From the records below, transcribe exactly the lines that begin at the line with "This PR makes" and end at the line with "This issue is", both included.
[Recorded data Boundary: Start]
PR #857, opened 2023-02-15
Updates to plotting functions

jdebacker:
This PR makes the following updates:

* Use 300 dpi when saving plots to disk
* Better labels of the `plot_industry_aggregates` plots


rickecon:
@jdebacker. Looks great. Merging.

PR #457, opened 2019-04-20
[WIP] Dynamic Firms

jdebacker:
This PR replaces the static representative firm with a dynamic representative firm, that maximize the present discounted value of profits.  This addition allows for modeling capital adjustment costs and better modeling of business tax policies.

Issue #406, opened 2018-10-22
Capital adjustment costs


jdebacker:
This issue is to discuss the best approach to add capital adjustment costs to the model.  

One way to do this is to have firms own capital and households holding equity in these firms.  This will change the firm FOC for capital and the interpretation of household savings.  It will also change the market clearing conditions capital and savings (namely, the model will then have an asset clearing condition that total household savings equals the total value of firm equity).

jdebacker:
A roadmap for this model enhancement:

- [ ] Write functions for adjustment costs and their derivatives
- [ ] (1) Write `firm.get_LY_ratio` analogous to the `firm.get_KY_ratio` function, but to solve for the labor output ratio rather than the capital output ratio
- [ ] (2) Write `firm.solve_K` analogous to the `firm.solve_L` function, but to solve for `K` from the production function given `Y` and `L`
- [ ] Update the `firm.get_r` function to include (the derivatives of) the adjustment cost function
- [ ] Update solution algorithm to put in place (1) and (2) and a computation of total adjustment costs by industry to pass to the resource constraint function (I suppose these are all paid in units of the numeraire industry output?)
- [ ] Write a function for dividends (= after tax cash flow of firm - need not be positive (negative is equity issuance))
- [ ] Update `aggr.get_r_p` to include dividends in place of `rK`
- [ ] Update docs to reflect these new functions and solution algorithm

Issue #332, opened 2017-12-06
How to treat tax basis of capital stock


rickecon:
In OG-USA right now, the firm's profit function is the following,

![proffunc](https://user-images.githubusercontent.com/4317690/33684558-48eed68a-da94-11e7-8732-813576acf666.png)

where `delta**tau` in the last term is the tax basis of depreciation. It represents the fraction of economic depreciation that can be deducted from the firm's tax liability at the corporate income tax rate `tau**corp`. One issue with this is that when the tax basis depreciation is not equal to the economic depreciation `tau**delta != delta` then the tax basis of aggregate capital does not equal the actual aggregate capital `K**tau != K`. The last term in the profit equation should really be in terms of the tax basis of aggregate capital `K**tau`.

![proffunctau](https://user-images.githubusercontent.com/4317690/33684764-0081cd66-da95-11e7-9c61-316c3b545935.png)

Making the tax basis of aggregate capital the component that determines the degree of depreciation deductibility makes `K**tau` the component that firms need to keep track of. Intuitively, the tax basis of aggregate capital is a function of the entire history of actual aggregate capital stocks. This is seen by combining the law of motion for the actual aggregate capital stock,

![klom](https://user-images.githubusercontent.com/4317690/33685026-e3780112-da95-11e7-95f7-8acd81d82787.png)

with the law of motion for the tax basis of the aggregate capital stock.

![ktaulom](https://user-images.githubusercontent.com/4317690/33685069-03bd3b86-da96-11e7-86a0-7a204abd0ec3.png)

Subtracting the actual law of motion equation from the tax basis law of motion equation and solving for `K**tau_{t+1}` gives the recursion that shows that the tax basis aggregate capital is a function of the history of actual capital stocks.

![ktautp1](https://user-images.githubusercontent.com/4317690/33685158-49c8d054-da96-11e7-928f-af455c7cef34.png)

This renders the firm's problem dynamic. We need to update this in OG-USA.

PR #874, opened 2023-08-11
Dynamic firms across multiple industries

jdebacker:
This PR changes the model to allow for firms that own their own capital and face capital adjustment costs, but who also differ in the production goods they produce. 

This PR will address Issue #406 and #332.  It will replace PR #457.


jdebacker:
@rickecon I keep getting a failure in the code formatting test.  But when I run `black` locally, it says no changes needed:
```
(ogcore-dev) jason.debacker@JDEBACKER-7 OG-Core % black -l 79 ./
Skipping .ipynb files as Jupyter dependencies are not installed.
You can fix this by running ``pip install "black[jupyter]"``
All done! ✨ 🍰 ✨
45 files left unchanged.
```
I am using `black` version 23.11.0, which is the latest version. Any ideas why this test isn't passing?

vahid-ahmadi:
Draft, so treating this as directional. The economics of endogenising the cost of capital through the adjustment-cost derivatives looks right and the theory files carry enough of the derivation to follow.

Two things in `get_pm` that will bite when you pick this back up. `get_cost_of_capital = get_cost_of_capital(r, p, method, m)` shadows the function with its own return value, and calls it on the old signature with an `r` that isn't in scope — so the new pricing path can't currently execute. In the same call, `get_MPx(..., 1 - p.gamma[m] - p.gamma_g[m], ...)` is passed alongside `K`, but `share` is documented as "share of output paid to factor x" (`firm.py`), so with `K` that should be `p.gamma[m]` — as written it's labour's share against the capital input.

Your own `# Append what to the front of this??` on `tau_b_m1` is probably the thing to settle first, since the t-1 tax indexing at the head of the path constrains the rest. It still merges clean, so this is dormant rather than blocked.

Issue #877, opened 2023-08-24
Coverage of various dimensions for tax parameter inputs


jdebacker:
Lines 351 to 398 of `parameters.py` attempt to make the tax parameters conform with the model dimensions for those parameters (TxSxnum params) from variously shaped inputs (e.g., if one gives a single number, it's assumed they want constant rates across model periods and ages, or if a list of length S is input, it is assumed they want age varying tax rates that are constant across time periods).  This all got more difficulty when moving the parameter contain from Numpy arrays to lists and there is an if statement that is missing that extends along the age dimension if it's not equal to S.

This has caused issues, such as [this one](https://github.com/EAPD-DRB/OG-ZAF/issues/43) in the OG-ZAF project.

jdebacker:
Resolved with merge of PR #878

PR #878, opened 2023-09-01
Fix tax function indexing

jdebacker:
This PR fixes two cases of tax function parameters not being indexed (or sized) correctly.

The first is a change to `parameters.py` to make sure tax functions that are input are extrapolated to the appropriate model dimensions.  This addresses Issue #877.

Second is a changes to the plotting of 2D tax functions in `parameter_plots.py`. This function had not been updated (or not correctly updated) to notes that the dimensions of the lists of lists of tax functions parameters are TxS. The change here is to make sure time period index is given before the age index.


jdebacker:
All unit tests are passing and I've run the example script successfully my my machine.

There is some issue building miniconda in the "Check that docs build" workflow. It continues to time out, even after re-running this job 3 times. I do not know the issue since the same actions are used to build miniconda here as are used in the successful unit test actions.

If @rickecon doesn't have a quick solution, I would say go ahead and merge this PR. It is otherwise ready to go.

environment.yml
```diff
@@ -2,7 +2,7 @@ name: ogcore-dev
 channels:
 - conda-forge
 dependencies:
-- python>=3.7.7, <3.11  # This restriction can be removed as soon as we test Python 3.11
+- python>=3.7.7, <=3.11  # This restriction can be removed as soon as we test Python 3.11
```
rickecon, line 5: @jdebacker. You can get rid of this comment at the end of this line.

rickecon:
@jdebacker. All tests have passed except for `Build and test [Python 3.9, 3.10] / build (ubuntu-latest, 3.9)`. Maybe we need to use `mambaforge` for our `build_and_test.yaml`.
OGcoreScreenshot

setup.py
```diff
@@ -23,7 +23,7 @@
         ]
     },
     include_packages=True,
-    python_requires=">=3.7.7, <3.11",
+    python_requires=">=3.7.7, <=3.11",
```
rickecon, line 26: @jdebacker. Parallel to the change in `environment.yml` you should probably remove the `<=3.11` here in `setup.py`.

rickecon:
@jdebacker. We'll see how this goes. I am worried that we will run out of compute time with 9 `build_and_test.yml` matrix runs. If it times out, we can just remove Python 3.9 from the tests. Unfortunately, I don't know an easy way to do "local only" Python 3.11 tests.

rickecon:
@jdebacker. It looks like Python 3.11 is resulting in some `pickle.load` errors. Below is the traceback from the Build and test Linux Python 3.11 tests.
```
ERROR tests/test_TPI.py - _pickle.UnpicklingError: Memo value not found at index 80
ERROR tests/test_output_plots.py - _pickle.UnpicklingError: Memo value not found at index 15776
ERROR tests/test_output_tables.py - _pickle.UnpicklingError: Memo value not found at index 15776
ERROR tests/test_parameter_plots.py - _pickle.UnpicklingError: Memo value not found at index 15776
ERROR tests/test_parameter_tables.py - _pickle.UnpicklingError: Memo value not found at index 15776
```

rickecon:
@jdebacker. The good news is that it ran really fast.

jdebacker:
@rickecon writes:
>@jdebacker. It looks like Python 3.11 is resulting in some pickle.load errors. Below is the traceback from the Build and test Linux Python 3.11 tests.

Yes, if you save a pickle file in an earlier version of Python (or relevant packages that the pickled objects are from), it's difficult to open in a later version, as far as I know.  We've run into this before.  Since I don't want to save all pickle files again right now, I've just removed 3.11 from the test matrix.

rickecon (approved):

rickecon:
Thanks @jdebacker. Looks great. Merging.

rickecon:
Oops. We just need to update the version number in `setup.py` and `ogcore/__init__.py`. Probably bump it up to 0.10.8 rather than 0.11.0. Right?

jdebacker:
@rickecon Let me do a quick PR to resolve Issue #879 before we release a new version.  We've got several changes we can package together. But yet, that will be 0.10.8.

Issue #879, opened 2023-09-05
Make dimensions from TPI output a consistent size


jdebacker:
Some of the model output from the time path solution has `T` periods, while other output variables have `T+S` periods.  It would be helpful to consumers of the model output if the time dimension had a standard length and `T` is probably sufficient (since while we create `T+S` length arrays for the model solution algorithm, the model hits it's steady state by before period `T`).

jdebacker:
Resolved with PR #880

Issue #321, opened 2017-10-25
OG-USA new release after 0.5.9?


hdoupe:
Do we want to release a new version of OG-USA for [TaxBrain reinstatement](https://github.com/OpenSourcePolicyCenter/PolicyBrain/pull/710)?  

I think that this release would include PR's #305, #308, #311, #312, #313, and #315.  One more PR may be necessary to set the path to the PUF file or to take the PUF dataframe as an argument in `execute.runner` and pass that to Tax-Calculator in `get_micro_data.get_calculator`.

@PeterDSteinberg @rickecon @PeterDSteinberg

PeterDSteinberg:
I am not as familiar with the PRs you listed above @hdoupe .  We are also currently working on OG-USA related changes for webapp's issues https://github.com/OpenSourcePolicyCenter/PolicyBrain/issues/481 and https://github.com/OpenSourcePolicyCenter/PolicyBrain/issues/482 . We hope to wrap those new features up this week for 481 and 482.  Maybe deploy after those are addressed?  Or two deploys?

hdoupe:
Ok, I think we are going to be pretty tight on time if we try to include OpenSourcePolicyCenter/PolicyBrain#481 and OpenSourcePolicyCenter/PolicyBrain#482 in the next release on Friday.  We are on a pretty tight release schedule through the rest of the year.  A CPS option and UBI parameters need to be added by the end of the year.  So, I'm wary of two things:

1. Rushing these features in on Friday and running into bugs 
2. Waiting to release until after these features have been merged and then falling behind on our release schedule

It seems to me that the best course of action is to release without OG-USA on Friday and to incorporate it in the next release.  This means that it would not be added for about 3 weeks.

@PeterDSteinberg @jdebacker @rickecon @brittainhard @MattHJensen  what are your thoughts?

PeterDSteinberg:
@hdoupe I was just about to email you.  I spoke with @brittainhard and agree we should not try to get 481 and 482 fixed by Friday.  Also Brittain and I need to rebase the work we have done for 481 on your https://github.com/OpenSourcePolicyCenter/PolicyBrain/pull/710 .  We can go ahead and branch off that Policybrain PR 710 then when 710 is merged we can pull master into our fixes for 481, 482.  That way we can get it ready for merge by Friday but have 3 weeks for testing on test app.

hdoupe:
I think this has been resolved. Closing #321

PR #880, opened 2023-09-07
Standardize time path output

jdebacker:
This PR standardizes the variables saved to the output dictionary from the time path solution.  Previously, some variables had a dimension with length `T+S` while others had a length of `T` in the same dimension (as noted in Issue #879).  This PR sets the first dimension of all time path output variables to be of length `T`.  This consistency in the length along this dimension will help users more easily use the model output.


jdebacker:
This PR is ready to go.  I ran the full suite of tests locally and found 3 failures:

```
FAILED tests/test_txfunc.py::test_monotone_spline - AttributeError: module 'numpy' has no attribute 'int'.
```

The first two are expected to fail since I'm using a different version of SciPy than was used for the cached tax function estimates are checking against (and we know different versions produce slightly different parameter estimates).  The third failure is because the PyGAM package is incompatible with more recent NumPy versions.  If that project would merge [PR #321](https://github.com/dswah/pyGAM/pull/321) (which changes just two lines), this test would pass.

rickecon (approved):

rickecon:
@jdebacker. This looks great. Will you please update the version number to 0.10.8 in `setup.py` and in `ogcore/__init__.py`. As soon as this is done, I will merge.

rickecon:
@jdebacker. BTW, I keep looking for alternatives to [`PyGAM`](https://github.com/dswah/pyGAM) for generalized additive models. It is not clear to me if there is a good alternative in `scikit-learn`. This Jupyter Book "[Generalized Additive Models (GAM)](https://kirenz.github.io/regression/docs/gam.html)" chapter uses the `gam` module of the `statsmodels` package ([`statsmodels.gam`](https://www.statsmodels.org/devel/gam.html)), which might be an alternative.

jdebacker:
@rickecon Version bump done.  Will look into the alternative to PyGAM - thanks.

rickecon (approved):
[Recorded data Boundary: End]
> [Result of the task]:
This PR makes the following updates:

* Use 300 dpi when saving plots to disk
* Better labels of the `plot_industry_aggregates` plots


rickecon:
@jdebacker. Looks great. Merging.

PR #457, opened 2019-04-20
[WIP] Dynamic Firms

jdebacker:
This PR replaces the static representative firm with a dynamic representative firm, that maximize the present discounted value of profits.  This addition allows for modeling capital adjustment costs and better modeling of business tax policies.

Issue #406, opened 2018-10-22
Capital adjustment costs


jdebacker:
This issue is to discuss the best approach to add capital adjustment costs to the model.  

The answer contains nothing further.